This article was written by Jim Frost from Minitab. He came to Minitab with a background in a wide variety of academic research. His role was the “data/stat guy” on research projects that ranged from osteoporosis prevention to quantitative studies of online user behavior. Essentially, his job was to design the appropriate research conditions, accurately generate a vast sea of measurements, and then pull out patterns and meanings from it.
After you have fit a linear model using regression analysis, ANOVA, or design of experiments (DOE), you need to determine how well the model fits the data. To help you out, Minitab statistical software presents a variety of goodness-of-fit statistics. In this post, you will explore the R-squared (R2 ) statistic, some of its limitations, and uncover some surprises along the way. For instance, low R-squared values are not always bad and high R-squared values are not always good!
Linear regression calculates an equation that minimizes the distance between the fitted line and all of the data points. Technically, ordinary least squares (OLS) regression minimizes the sum of the squared residuals.
In general, a model fits the data well if the differences between the observed values and the model's predicted values are small and unbiased.
Before you look at the statistical measures for goodness-of-fit, you should check the residual plots. Residual plots can reveal unwanted residual patterns that indicate biased results more effectively than numbers.
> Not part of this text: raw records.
PR #1198, opened 2018-01-16
framework/st_things : Resolves issue where time is reset on reboot

JeongJunSik:
Resolves issue where time is reset on reboot
Solution: Set the system time by taking the time from the NTP server

### DIFF
--- a/framework/src/st_things/things_stack/things_stack.c
+++ b/framework/src/st_things/things_stack/things_stack.c
@@ -51,6 +51,10 @@
 #include "utils/things_rtos_util.h"
 #endif
 
+#ifdef CONFIG_NETUTILS_NTPCLIENT
+#include <protocols/ntpclient.h>
+#endif
+
 #define TAG "[things_stack]"
 
 typedef void *(*pthread_func_type)(void *);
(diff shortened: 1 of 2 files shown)


seinfra:
Code Rule Check OK.

sunghan-chang:
Please check commit rule, 5th. You should fill commit description.

seinfra:
Code Rule Check OK.

framework/src/st_things/things_stack/things_stack.c
```diff
@@ -194,6 +220,12 @@ void things_wifi_sta_connected(wifi_manager_result_e res)
 	}
 	THINGS_LOG_D(THINGS_INFO, TAG, "T%d --> %s", getpid(), __FUNCTION__);
 
+#ifdef CONFIG_NETUTILS_NTPCLIENT
+	sync_time_from_ntp();
```
pillip8282: if things_wifi_sta_connected is the callback from wifi_manager then it would be better to call 'sync_time_from_ntp()' in other place. you should return the callback asap because it is called from wpa_supplicant task.
wpa supplicant task would be delayed.

seinfra:
Code Rule Check OK.

seinfra:
Code Rule Check Result:
framework/src/st_things/things_stack/things_stack.c:192: ERROR: [SPC_M_SEP] space required after that close brace '}'

framework/src/st_things/things_stack/things_stack.c
```diff
@@ -173,8 +177,36 @@ int things_register_easysetup_state_func(things_get_easysetup_state_func_type fu
...
+#ifdef CONFIG_NETUTILS_NTPCLIENT
+
+#define MAX_NTP_SERVER_NUM 2
+
+static void ntp_link_error(void)
+{
+	THINGS_LOG_D(THINGS_INFO, TAG, "ntp_link_error() callback is called.");
+}
+
+void sync_time_from_ntp(void)
```
davidfather: This function may be static.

When your residual plots pass muster, you can trust your numerical results and check the goodness-of-fit statistics.
R-squared is a statistical measure of how close the data are to the fitted regression line. It is also known as the coefficient of determination, or the coefficient of multiple determination for multiple regression.
The definition of R-squared is fairly straight-forward; it is the percentage of the response variable variation that is explained by a linear model. Or:
R-squared = Explained variation / Total variation
R-squared is always between 0 and 100%:
In general, the higher the R-squared, the better the model fits your data. However, there are important conditions for this guideline that I’ll talk about both in this post and my next post.
Plotting fitted values by observed values graphically illustrates different R-squared values for regression models.
The regression model on the left accounts for 38.0% of the variance while the one on the right accounts for 87.4%. The more variance that is accounted for by the regression model the closer the data points will fall to the fitted regression line. Theoretically, if a model could explain 100% of the variance, the fitted values would always equal the observed values and, therefore, all the data points would fall on the fitted regression line.
To learn more about regression analysis, click here.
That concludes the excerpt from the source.